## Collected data
BEGIN

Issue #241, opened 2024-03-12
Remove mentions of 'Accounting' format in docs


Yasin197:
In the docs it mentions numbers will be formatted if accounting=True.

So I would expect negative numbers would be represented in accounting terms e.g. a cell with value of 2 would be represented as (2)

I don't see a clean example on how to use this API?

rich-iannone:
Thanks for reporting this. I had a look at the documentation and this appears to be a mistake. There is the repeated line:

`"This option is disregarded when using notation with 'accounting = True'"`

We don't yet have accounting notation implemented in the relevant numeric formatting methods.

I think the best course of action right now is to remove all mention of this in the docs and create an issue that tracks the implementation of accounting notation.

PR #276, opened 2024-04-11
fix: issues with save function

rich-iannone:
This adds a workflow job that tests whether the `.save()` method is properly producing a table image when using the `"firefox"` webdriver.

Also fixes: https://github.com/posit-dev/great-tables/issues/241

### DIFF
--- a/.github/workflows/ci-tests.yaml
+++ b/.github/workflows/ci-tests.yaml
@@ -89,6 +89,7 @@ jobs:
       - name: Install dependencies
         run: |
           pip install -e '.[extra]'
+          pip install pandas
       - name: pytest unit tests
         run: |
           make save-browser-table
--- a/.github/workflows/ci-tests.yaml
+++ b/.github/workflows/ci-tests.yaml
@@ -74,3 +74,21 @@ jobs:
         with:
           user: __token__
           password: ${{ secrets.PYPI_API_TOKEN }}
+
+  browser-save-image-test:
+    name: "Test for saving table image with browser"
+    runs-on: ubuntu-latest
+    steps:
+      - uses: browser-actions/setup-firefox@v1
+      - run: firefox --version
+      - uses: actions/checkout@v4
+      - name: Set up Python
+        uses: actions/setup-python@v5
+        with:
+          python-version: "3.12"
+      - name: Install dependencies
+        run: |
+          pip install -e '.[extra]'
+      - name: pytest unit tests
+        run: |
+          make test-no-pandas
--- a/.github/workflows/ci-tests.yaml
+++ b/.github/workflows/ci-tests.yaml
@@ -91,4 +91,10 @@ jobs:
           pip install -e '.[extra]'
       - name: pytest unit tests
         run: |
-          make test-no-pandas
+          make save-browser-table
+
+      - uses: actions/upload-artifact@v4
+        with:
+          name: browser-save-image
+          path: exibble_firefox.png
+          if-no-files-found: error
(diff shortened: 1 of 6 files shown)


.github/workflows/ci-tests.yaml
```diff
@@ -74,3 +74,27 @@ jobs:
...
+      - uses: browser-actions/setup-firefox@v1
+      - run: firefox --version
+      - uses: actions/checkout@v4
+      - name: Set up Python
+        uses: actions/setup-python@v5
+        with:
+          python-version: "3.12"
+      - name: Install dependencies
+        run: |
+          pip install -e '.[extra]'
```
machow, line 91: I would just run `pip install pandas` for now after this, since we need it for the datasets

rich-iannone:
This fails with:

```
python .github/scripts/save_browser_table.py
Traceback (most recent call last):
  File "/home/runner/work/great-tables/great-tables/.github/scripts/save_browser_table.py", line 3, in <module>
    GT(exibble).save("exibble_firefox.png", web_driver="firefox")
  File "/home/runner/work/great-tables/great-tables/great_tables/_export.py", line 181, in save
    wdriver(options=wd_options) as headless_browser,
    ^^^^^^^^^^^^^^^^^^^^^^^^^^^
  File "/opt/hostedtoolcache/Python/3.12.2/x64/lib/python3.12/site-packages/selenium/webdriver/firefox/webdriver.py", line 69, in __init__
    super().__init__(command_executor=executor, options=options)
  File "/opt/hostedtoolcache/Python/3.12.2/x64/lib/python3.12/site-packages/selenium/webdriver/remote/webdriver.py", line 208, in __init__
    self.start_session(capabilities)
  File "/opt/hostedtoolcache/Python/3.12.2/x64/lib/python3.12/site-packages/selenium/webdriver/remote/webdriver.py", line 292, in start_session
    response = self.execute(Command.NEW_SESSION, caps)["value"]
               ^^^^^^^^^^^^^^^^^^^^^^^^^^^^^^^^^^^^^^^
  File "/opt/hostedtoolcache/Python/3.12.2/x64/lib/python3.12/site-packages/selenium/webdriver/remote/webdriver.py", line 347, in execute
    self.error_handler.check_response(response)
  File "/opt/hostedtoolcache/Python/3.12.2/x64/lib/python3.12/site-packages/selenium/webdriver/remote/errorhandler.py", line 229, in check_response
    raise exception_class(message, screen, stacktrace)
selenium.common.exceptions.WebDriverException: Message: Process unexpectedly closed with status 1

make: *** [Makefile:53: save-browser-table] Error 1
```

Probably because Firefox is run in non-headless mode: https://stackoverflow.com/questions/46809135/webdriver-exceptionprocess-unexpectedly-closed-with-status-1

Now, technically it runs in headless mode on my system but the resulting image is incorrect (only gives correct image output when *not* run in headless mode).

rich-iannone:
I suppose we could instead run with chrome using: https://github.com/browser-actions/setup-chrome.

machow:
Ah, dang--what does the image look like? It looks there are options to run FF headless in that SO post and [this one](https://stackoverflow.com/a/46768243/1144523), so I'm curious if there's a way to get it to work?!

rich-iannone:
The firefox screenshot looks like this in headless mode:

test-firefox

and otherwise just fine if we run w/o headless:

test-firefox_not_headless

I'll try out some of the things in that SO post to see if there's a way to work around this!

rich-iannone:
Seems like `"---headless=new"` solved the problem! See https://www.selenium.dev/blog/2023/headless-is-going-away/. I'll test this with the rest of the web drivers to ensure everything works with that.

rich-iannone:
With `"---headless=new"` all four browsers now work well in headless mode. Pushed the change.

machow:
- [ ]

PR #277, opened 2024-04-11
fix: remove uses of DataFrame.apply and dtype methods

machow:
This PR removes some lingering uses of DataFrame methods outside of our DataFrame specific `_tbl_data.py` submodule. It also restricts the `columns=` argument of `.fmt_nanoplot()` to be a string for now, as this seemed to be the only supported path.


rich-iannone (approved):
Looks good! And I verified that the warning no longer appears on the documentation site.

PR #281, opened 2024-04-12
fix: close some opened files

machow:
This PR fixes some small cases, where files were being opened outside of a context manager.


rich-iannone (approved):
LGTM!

END
BEGIN

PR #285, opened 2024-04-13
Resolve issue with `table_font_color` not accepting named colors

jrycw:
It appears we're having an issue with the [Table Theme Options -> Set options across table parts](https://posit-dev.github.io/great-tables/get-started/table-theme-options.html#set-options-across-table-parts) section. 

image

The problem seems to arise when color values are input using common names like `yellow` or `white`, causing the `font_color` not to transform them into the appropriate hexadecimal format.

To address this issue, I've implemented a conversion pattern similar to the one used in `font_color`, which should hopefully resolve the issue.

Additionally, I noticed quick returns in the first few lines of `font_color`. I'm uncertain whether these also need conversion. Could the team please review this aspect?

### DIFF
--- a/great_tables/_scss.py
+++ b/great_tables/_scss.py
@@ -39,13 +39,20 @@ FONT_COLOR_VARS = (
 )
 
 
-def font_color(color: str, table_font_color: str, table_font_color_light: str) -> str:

END
BEGIN

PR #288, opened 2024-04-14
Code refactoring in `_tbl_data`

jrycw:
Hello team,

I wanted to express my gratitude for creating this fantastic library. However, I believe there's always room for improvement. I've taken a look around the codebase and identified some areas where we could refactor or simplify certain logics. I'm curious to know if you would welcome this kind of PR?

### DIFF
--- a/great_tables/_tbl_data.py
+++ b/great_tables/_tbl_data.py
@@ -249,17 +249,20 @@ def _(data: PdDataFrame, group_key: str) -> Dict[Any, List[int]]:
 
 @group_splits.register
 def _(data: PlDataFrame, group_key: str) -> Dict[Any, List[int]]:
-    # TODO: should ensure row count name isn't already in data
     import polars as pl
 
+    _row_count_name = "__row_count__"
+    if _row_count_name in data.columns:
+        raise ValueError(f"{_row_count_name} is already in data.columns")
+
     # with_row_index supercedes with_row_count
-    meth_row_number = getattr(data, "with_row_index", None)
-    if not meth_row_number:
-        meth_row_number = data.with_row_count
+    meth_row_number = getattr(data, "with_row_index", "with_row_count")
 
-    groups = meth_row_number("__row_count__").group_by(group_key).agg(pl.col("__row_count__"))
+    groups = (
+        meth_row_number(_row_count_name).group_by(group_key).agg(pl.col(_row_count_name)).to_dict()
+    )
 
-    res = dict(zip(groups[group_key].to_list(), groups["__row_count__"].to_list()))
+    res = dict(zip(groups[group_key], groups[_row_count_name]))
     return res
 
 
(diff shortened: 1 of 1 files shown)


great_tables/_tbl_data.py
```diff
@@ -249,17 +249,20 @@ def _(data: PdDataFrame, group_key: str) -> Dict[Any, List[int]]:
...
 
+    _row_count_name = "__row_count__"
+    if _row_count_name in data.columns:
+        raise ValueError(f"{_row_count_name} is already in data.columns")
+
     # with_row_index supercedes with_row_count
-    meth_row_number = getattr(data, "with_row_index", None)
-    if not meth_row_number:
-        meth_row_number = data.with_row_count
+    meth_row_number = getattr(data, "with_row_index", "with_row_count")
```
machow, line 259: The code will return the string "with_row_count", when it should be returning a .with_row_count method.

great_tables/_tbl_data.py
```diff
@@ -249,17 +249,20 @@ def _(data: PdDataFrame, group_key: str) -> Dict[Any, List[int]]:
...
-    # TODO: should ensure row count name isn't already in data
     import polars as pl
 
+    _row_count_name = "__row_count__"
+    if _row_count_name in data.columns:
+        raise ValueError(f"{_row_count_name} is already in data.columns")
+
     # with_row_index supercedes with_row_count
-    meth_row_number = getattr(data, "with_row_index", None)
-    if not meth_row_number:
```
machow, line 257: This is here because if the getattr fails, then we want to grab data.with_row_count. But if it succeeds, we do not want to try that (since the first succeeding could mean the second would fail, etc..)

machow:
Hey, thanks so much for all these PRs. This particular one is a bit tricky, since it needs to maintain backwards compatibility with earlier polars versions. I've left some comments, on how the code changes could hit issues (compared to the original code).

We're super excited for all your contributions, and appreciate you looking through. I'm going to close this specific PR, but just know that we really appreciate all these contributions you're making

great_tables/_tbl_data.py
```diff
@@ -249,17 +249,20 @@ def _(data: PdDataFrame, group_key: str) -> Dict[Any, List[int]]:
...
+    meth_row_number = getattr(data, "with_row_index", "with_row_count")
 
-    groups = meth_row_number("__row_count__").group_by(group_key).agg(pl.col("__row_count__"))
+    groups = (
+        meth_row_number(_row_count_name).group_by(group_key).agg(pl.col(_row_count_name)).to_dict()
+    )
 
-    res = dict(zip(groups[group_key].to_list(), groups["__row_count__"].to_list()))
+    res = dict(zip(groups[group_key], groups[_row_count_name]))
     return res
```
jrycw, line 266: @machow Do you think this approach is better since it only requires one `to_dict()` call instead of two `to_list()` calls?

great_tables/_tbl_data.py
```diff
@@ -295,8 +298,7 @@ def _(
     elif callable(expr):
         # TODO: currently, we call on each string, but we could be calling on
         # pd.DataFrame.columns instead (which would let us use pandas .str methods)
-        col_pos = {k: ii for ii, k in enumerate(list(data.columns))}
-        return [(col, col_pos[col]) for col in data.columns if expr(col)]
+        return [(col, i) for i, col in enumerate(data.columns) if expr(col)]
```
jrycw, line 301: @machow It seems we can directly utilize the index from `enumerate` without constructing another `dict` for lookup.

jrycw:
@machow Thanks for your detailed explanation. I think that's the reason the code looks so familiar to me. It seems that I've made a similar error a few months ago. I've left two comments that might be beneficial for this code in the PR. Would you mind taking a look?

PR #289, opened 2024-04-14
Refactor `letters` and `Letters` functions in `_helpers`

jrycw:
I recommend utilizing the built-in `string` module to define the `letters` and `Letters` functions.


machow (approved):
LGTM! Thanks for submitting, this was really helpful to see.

END

## Aim of the exercise
Please state only the number of lines above that hold the string "fixes".

## Response
2